Accident Compensation Liability Rests with Insurance Company, Rules Supreme Court
Moneylife Digital Team 08 September 2025
The Supreme Court has held that in motor accident cases, the entire liability to pay compensation rests squarely on the insurance company, and there is no justification for shifting the burden onto the vehicle owner through a 'pay and recover' order.
 
In an order last week, the bench of justice K Vinod Chandran and justice NV Anjaria, set aside a high court (HC) ruling that had directed Shriram General Insurance Co Ltd, the insurer, to first pay the compensation and then recover the amount from the owner of the vehicle. "We find absolutely no reason to sustain the order of the high court directing pay and recovery. The liability is on the insurance company and that has to be satisfied fully by the insurance company."
 
The case arose out of a fatal accident involving a Mahindra Bolero Camper utility vehicle. Five claim petitions were filed before the motor accident claims tribunal (MACT).

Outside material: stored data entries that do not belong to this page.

Issue #56, opened 2017-05-01
Use DADA2 1.4 to fix quality-score precedence bug in parameters


ebolyen:
It looks like this is up on bioconda, although it lists both `1.4` and `1.4.0` and I haven't had a chance to figure out the difference. 

From a [forum post](https://forum.qiime2.org/t/problem-with-dada2-denoise-paired-command/520/12?u=ebolyen):

> There is a small bug in the 1.2 version of the DADA2 package the plugin is using (minQ is enforced before trimming, rather than after) that is preventing p-trim-left-f from working as expected. So you would need to trim off that bad staring base position with another bit of software to get it to work with the current QIIME2 plugin. When the plugin upgrades to the 1.4 version of DADA2 the p-trim-left-f approach should work.

The conda-recipe pins the version to 1.2 so this will need to wait until 2017.5 unless we want to patch.

@benjjneb would it be more appropriate to list our dependency as `>= 1.2` (or rather `>= 1.4` now) so that just upgrading `dada2` fixes these kinds of issues?

benjjneb:
My concern about removing the fixed version dependence is that I haven't guaranteed that the current q2-dada2 R scripts are robust to all default parameter changes, and there were 2 defaults changed in our 1.4 release.

I think this bug is sufficiently minor to leave until another release of the plugin, at which point it might be worth reviewing the R code and explicitly defining every parameter to allow for `>= 1.4` dependencies in the future.

ebolyen:
fixed by #61

PR #61, opened 2017-05-18
MAINT: update to dada2 1.4.0

### LINKED ISSUE #57: Update plugin to 1.4.0 R package
The new version is available via bioconda (version 1.4.0). 

This is a precursor to fixing #56 

The new package version allows variable length amplicons, and once available #43 and #52 should be addressed.

ebolyen:
Fixes #57 

Tests won't pass yet (a default changed, without it they pass just fine). 

I just want to check that I caught the important updates from 1.2 to 1.4.

I'm getting a bunch of warnings from other packages, but they've been around a while I think. Not sure how I would resolve them.
```
Warning messages:
1: multiple methods tables found for ‘arbind’
2: multiple methods tables found for ‘acbind’
3: replacing previous import ‘IRanges::arbind’ by ‘SummarizedExperiment::arbind’ when loading ‘GenomicAlignments’
4: replacing previous import ‘IRanges::acbind’ by ‘SummarizedExperiment::acbind’ when loading ‘GenomicAlignments’
4: replacing previous import ‘IRanges::acbind’ by ‘SummarizedExperiment::acbind’ when loading ‘GenomicAlignments’
5: multiple methods tables found for ‘left’
6: multiple methods tables found for ‘right’
```


benjjneb:
Two questions: 

Why `r3.3.1_0` in the yaml? The current R version is 3.4.0 and that is the version officially supported by the Bioconductor release.

Related, how can I test drive the precise installation this will produce on my own machine? Are there conda commands I can call by hand to make the same result?

At first glance this looks OK, but I want to double-check a couple things. How tight is the schedule to include in the next release? If its really soon, it may be better to hold off merging this until next month's release. Plus I'll have time to have added in the variable-amplicon/ITS support by then as well.

ebolyen:
>Why r3.3.1_0 in the yaml? 

That's the build number of the package. I ran into an issue where conda would consider `1.4` and `1.4.0` to be semantically identical (they are under PEP440) and so would randomly switch which one it used. The build number fixes it to a single file. As for why it says `r3.3.1_0` it means this build was compiled against `r 3.3.1` and is build `0`. I can't tell you why it is compiled against that particular R, but these are the only versions available:
```
10:35:19 ~ § conda search -c bioconda bioconductor-dada2
Fetching package metadata ...........
bioconductor-dada2           0.10.0                        0  bioconda        
                             0.10.1                        0  bioconda        
                             0.10.3                        0  bioconda        
                             0.10.4                        0  bioconda        
                             0.99.10                       0  bioconda        
                             1.0.3                         0  bioconda        
                             1.2                    r3.3.1_0  bioconda        
                             1.4                    r3.3.1_0  bioconda        
                             1.4.0                  r3.3.1_0  bioconda   
```

> Are there conda commands I can call by hand to make the same result?

Yup! (I'm going to assume you're using `osx` if not swap the url to `linux`). This is basically what I did:
```
conda create -n test-dada2-1.4.0 --file https://raw.githubusercontent.com/qiime2/environment-files/master/latest/staging/qiime2-latest-conda-osx-64.txt
source activate test-dada2-1.4.0
pip install <your clone of this repo>
conda install -c bioconda bioconductor-dada2=1.4.0=r3.3.1_0
```

> How tight is the schedule to include in the next release?

We're hoping to get things *merged* by the 22nd/23rd. This would fix #56 so that's why we're interested in getting it into this release if we can.

Thanks @benjjneb!

benjjneb:
Thanks @ebolyen 

Testing looks good from my end. The defaults that changed in the 1.4 R package were already explicitly specified in the Q2 R scripts so no problems there. So I would go ahead and merge if the tests are passing.

One big mystery this revealed... the dada2 scripts appear to run about **5x slower (!!)** w/in the Q2 conda environment than when just using my native R installation. I'll open a separate issue on that though.

Note: I had to add `conda uninstall q2-dada2` before installing the dev dada2 version and bioconductor package, or I got an UnsatisfiableError conflict between 1.2 and 1.4. (And for my own notes, also needed `conda install -c conda-forge pandoc=1.19.2` to get rmarkdown working)

ps: In your first post you mentioned some warning messages (eg. `1: multiple methods tables found for ‘arbind’`). Those are safe to ignore. That's just R complaining about multiple packages defining functions with the same name, which should only be a problem in interactive usage.

ebolyen:
Thanks @benjjneb, I've updated the tests to expect the new default. 

(I'm amazed out how stable dada2's results are generally, switching from pooled to consensus just added a new SV but the counts of everything else were the same!)

ebolyen:
Oh, you know what. The tests are going to fail until our environment files update to the new dependency. The tests pass locally with `dada2 1.4.0`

The tribunal found negligence on the part of the driver and directed Shriram General Insurance to pay compensation under the valid policy issued.
 
However, on appeal, the HC held that the passengers were not validly covered under the policy and ordered a 'pay and recover' arrangement, placing the ultimate burden on the vehicle-owner.
 
The Supreme Court, after examining the vehicle’s registration certificate, the contract carriage permit and the package insurance policy, rejected Shriram General Insurance's arguments.
 
The bench observed that the Bolero utility van was registered with a seating capacity of four+one (including the driver) and had a valid contract carriage permit. The policy clearly covered passengers in addition to goods, and hence the insurer could not claim that it was a 'goods vehicle' subject to restrictive clauses.
 
The SC also took note of evidence from the insurer’s own branch manager who admitted that policies are issued only after verifying the vehicle’s registration and permit details.
 
“There can be no restriction insofar as the ‘limitation as to use’ as found in the policy, which applies only to goods vehicles. The present vehicle, as per the certificate of registration, is a utility vehicle with a permit issued as a contract carriage. Shriram General Insurance, in such circumstances, cannot wriggle out of its liability to indemnify the owner,” the judgement says.
 
On the insurer’s contention that the accident involved more passengers than permitted, the apex court clarified that some victims were pedestrians who had been dragged by the vehicle. An eyewitness confirmed that only four passengers were travelling in the vehicle at the time of the accident, consistent with the seating capacity, the bench pointed out. 
 
While restoring the tribunal’s order, the Supreme Court made one modification in a specific claim—directing the MACT to ensure that a one-third deduction for personal expenses is made from the compensation for loss of income in MACT Case No134 of 2014.
 
Allowing the appeals, the Supreme Court categorically held that the liability to pay compensation lies entirely with Shriram General Insurance. The HC’s 'pay and recover' direction was quashed.
 
This ruling reinforces that insurers cannot evade responsibility when a valid policy exists, ensuring that accident victims and their families receive timely compensation without being caught in prolonged recovery disputes.